:: Task directions ::
Select every line below containing the word "approved".

:: Excerpted records ::
PR #6475, opened 2020-09-17
MM-28695 - Hard break when editing a post and sending from preview mode

cpoile:
#### Summary
- Since we only hide the `EditPostModal`, `TextBox` and `PostMarkdown` will often be called with a null `post` and an undefined `channel`. So it can't be required, and we need to test for it in the `PostMarkdown` map state to props. 

#### Ticket Link
- https://mattermost.atlassian.net/browse/MM-28695

#### Related Pull Requests
- https://github.com/mattermost/mattermost-webapp/pull/6403


cpoile:
@fmunshi Usually I do, but this has happened on the last couple webapp PRs -- if it keeps updating package-lock, and I'm on master, then shouldn't we commit the new package-lock?

fmunshi:
yep, happens to me too so not sure 🤷 , but last time i committed a small package-lock change similar to this I broke one of the steps in our CI...

cpoile:
I think we should check it in -- it's needs to be correct for the CI cache to work correctly. If it breaks the CI somewhere else, then we should look into that because it's passing the CI here. :)

fmunshi:
Sounds good to me

calebroseland (approved):
LGTM ✓

DHaussermann (approved):
Tested and passed. 
- Can send post from preview mode with and without markdown
- Can edit a post and send from preview with and without markdown
- Tested this on all channel types including DM
LGTM!

Added test coverage here: https://mattermost.atlassian.net/projects/MM?selectedItem=com.atlassian.plugins.atlassian-connect-plugin%3Acom.kanoah.test-manager__main-project-page#!/testCase/MM-T3374

amyblais:
@cpoile This is ready to merge.

amyblais:
@cpoile Kind reminder that this is ready to merge.

cpoile:
@amyblais Thanks, must have missed this. :)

:: Result of this exercise ::
calebroseland (approved):
DHaussermann (approved):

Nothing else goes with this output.